I am not a fan of combos and am trying to find an Ontario-based (or at least located in Canada) resource that does this sort of work and does it well.

Of course, there are two ways to produce the head shell (or "head cab"): build a new one or start with the top portion of the combo cab. (To be discussed.)

I'd really appreciate hearing your recommendations for this work.

Thanks !


----------



## greco (Jul 15, 2007)

I'm assuming you are looking for someone to build a head cabinet for your amp.
Derrick Bell is well respected in this forum for building head cabs and all other types of cabs.

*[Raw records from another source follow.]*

PR #1177, opened 2024-05-29
perf: gossip traceIDs in batches instead of one at a time

kentquirk:

- We were gossiping traceIDs one at a time. This is a lot of messages and a lot of goroutines to process them.

- Batch them up and compress them using snappy compression.
- Test and benchmark the compression code and fix existing tests


collect/central_collector.go
```diff
@@ -900,6 +936,24 @@ func (c *CentralCollector) makeDecisions(ctx context.Context) error {
 		span.End()
 	}
 
+	if len(keptIDs) > 0 {
+		data, err := compress(keptIDs)
```
VinozzZ, line 940: I wonder if we should put this into a goroutine or something so that this is not blocking decider to work on the next batch of traces. I'm mostly worried that it's going to reduce the decider's throughput

kentquirk: The snappy compressor is quite fast -- 1000 ids takes 1 msec on my desktop. I don't think this is going to be the biggest problem.

PR #1180, opened 2024-05-31
feat: Dispatch late spans asap if they’re in the decision cache

VinozzZ:

Late spans currently have to wait for the cleanup goroutine in central collector to be processed. That means Refinery is holding on to late spans for longer than we need to

- move decision cache into central collector
- enable tests for the decision gossip code
- fix a race condition in the decision gossip code


collect/central_collector.go
```diff
@@ -512,6 +530,19 @@ func (c *CentralCollector) sendTraces(ctx context.Context) error {
 		c.Metrics.Histogram("sender_considered_per_second", tracesConsidered/sendTime.Seconds())
 	}()
 
+	// if a trace is dropped, we don't want to send it to the central store
+	ids = slices.DeleteFunc(ids, func(id string) bool {
+		if c.DecisionCache.Dropped(id) {
+			c.SpanCache.Remove(id)
```
kentquirk, line 536: oh, clever. I like this.

collect/central_collector.go
```diff
@@ -217,15 +227,17 @@ func (c *CentralCollector) Start() error {
 	if maxConcurrency <= 0 {
 		maxConcurrency = 4
 	}
-	c.egAgg = &errgroup.Group{}
-	c.egAgg.SetLimit(maxConcurrency) // we want to limit the number of goroutines that are aggregating trace IDs
+	egKeepAgg := &errgroup.Group{}
+	egDropAgg := &errgroup.Group{}
+	egKeepAgg.SetLimit(maxConcurrency) // we want to limit the number of goroutines that are aggregating trace IDs
```
kentquirk, line 232: I'm not sure I think that these different concurrency limits should all be the same. I'm especially worried that the keepTraces one might want to be higher, or it's going to block our ability to process traces.

I guess we can mess with it, but it's something to watch out for.

kentquirk (approved):
I'm worried about the concurrency limit (I deliberately didn't add one before) but we should just experiment.

PR #1183, opened 2024-06-03
feat: Get central trace in one round trip to redis

VinozzZ:

GetTrace was costing us a roundtrip to redis for each traces. It's not as performant as we want it to be.

- Use pipelining to send all GetTrace request in a single batch
- change encoding method from json to snappy for trace metadata and span data


collect/central_collector.go
```diff
@@ -834,53 +835,33 @@ func (c *CentralCollector) makeDecisions(ctx context.Context) error {
...
 
 	ctxTraces, spanTraces := otelutil.StartSpanWith(ctx, c.Tracer, "CentralCollector.makeDecision.traceLoop", "num_traces", len(traces))
 	defer spanTraces.End()
 
-	gossip_keep_channel := c.Gossip.GetChannel(gossip.ChannelKeep)
-	gossip_drop_channel := c.Gossip.GetChannel(gossip.ChannelDrop)
 	keptIDs := make([]string, 0)
 	droppedIDs := make([]string, 0)
 
+	c.Logger.Error().Logf("deciding on %d traces", len(statuses))
```
TylerHelmuth: I think `Info` or `Debug` feels more appropriate than `Error`

cmd/test_stores/fake_refinery.go
```diff
@@ -132,12 +132,14 @@ func (fri *FakeRefineryInstance) runDecider(opts CmdLineOptions, nodeIndex int,
...
 
-						trace, err := fri.Store.GetTrace(getCtx, status.TraceID)
+						traces, err := fri.Store.GetTraces(getCtx, status.TraceID)
 						if err != nil {
 							otelutil.AddException(span3, err)
 						}
-						otelutil.AddSpanField(span3, "span_count", len(trace.Spans))
-						traces = append(traces, trace)
+						for _, trace := range traces {
+							otelutil.AddSpanField(span3, "span_count", len(trace.Spans))
```
kentquirk, line 140: You're trying to add `span_count` once for each trace; they're going to overwrite each other. Are you trying to record the total number of spans in the trace?

cmd/test_stores/fake_refinery.go
```diff
@@ -220,16 +222,21 @@ func (fri *FakeRefineryInstance) runDecider(opts CmdLineOptions, nodeIndex int,
 						span3.End()
 						continue
 					}
-					trace, err := fri.Store.GetTrace(getCtx, status.TraceID)
+					traces, err := fri.Store.GetTraces(getCtx, status.TraceID)
 					if err != nil {
 						otelutil.AddException(span3, err)
 					}
+					if len(traces) == 0 {
+						otelutil.AddSpanField(span3, "decision", "no trace")
```
kentquirk, line 230: Is "decision" the right field here? That seems weird, but maybe it's fine.

centralstore/redis_store.go
```diff
@@ -264,48 +264,57 @@ func (r *RedisBasicStore) WriteSpans(ctx context.Context, spans []*CentralSpan)
...
-		Span   []byte
+	for _, traceID := range traceIDs {
+		cmd := redis.NewGetAllValuesHashCommand(spansHashByTraceIDKey(traceID))
+		if err := cmd.Send(conn); err != nil {
+			return nil, err
+		}
 	}
 
-	err := conn.GetSliceOfStructsHash(spansHashByTraceIDKey(traceID), &tmpSpan)
+	data, err := conn.ReceiveByteSlice(len(traceIDs))
```
kentquirk, line 284: Given that this returns `[][][]byte`, I feel like I would like to see a lot more comments in the loops here explaining the logic here. 

Also, shouldn't this be called `ReceiveByteSlices`?

(Really, I wish there were a better way to describe that type, but you're stuck with what redigo did.)

kentquirk (approved):
I think there's an issue in the telemetry, and a couple of other notes, but no need to block it.

cmd/test_stores/fake_refinery.go
VinozzZ: I changed it to `not_found`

What is the make and model of the combo?

Making the empty combo cab into a speaker cab is not all that complicated unless you want to get into some "fancy" features
(i.e., closed back, convertible back, ports, etc.)

Good Luck with it!


----------



## knight_yyz (Mar 14, 2015)

Veteran Guitar Cabs on Facebook. Belongs to Derrick Bell.


----------



## mesatronic (Jul 14, 2020)

Hello, thanks for the recommendation... Paging Derrick Bell 

It's a Mesa/Boogie Mark IV B combo.


----------



## mesatronic (Jul 14, 2020)

Thank-you, knight_yyz.


----------



## zontar (Oct 25, 2007)

greco said:


> I'm assuming you are looking for someone to build a head cabinet for your amp.
> Derrick Bell is well respected in this forum for building head cabs and all other types of cabs.
> 
> What is the make and model of the combo?
> ...


It may or may not be proper, but some time back I picked up what was an amp, but now was just the cabinet really with the speaker-no wires, as well as a dual footswitch (One is momentary & the other latching) and a Fender display sign at a store that was cloying down for $8 or so.
I bought a cable that connects to the speaker and has a plug for the out on an amp head.
Not the best speaker, but it works as a cab.

But I agree that is probably simple, withe the amp head conversion possibly much more complex.


----------



## greco (Jul 15, 2007)

zontar said:


> It may or may not be proper....


IMHO, if it works and sounds OK, it is fine.


----------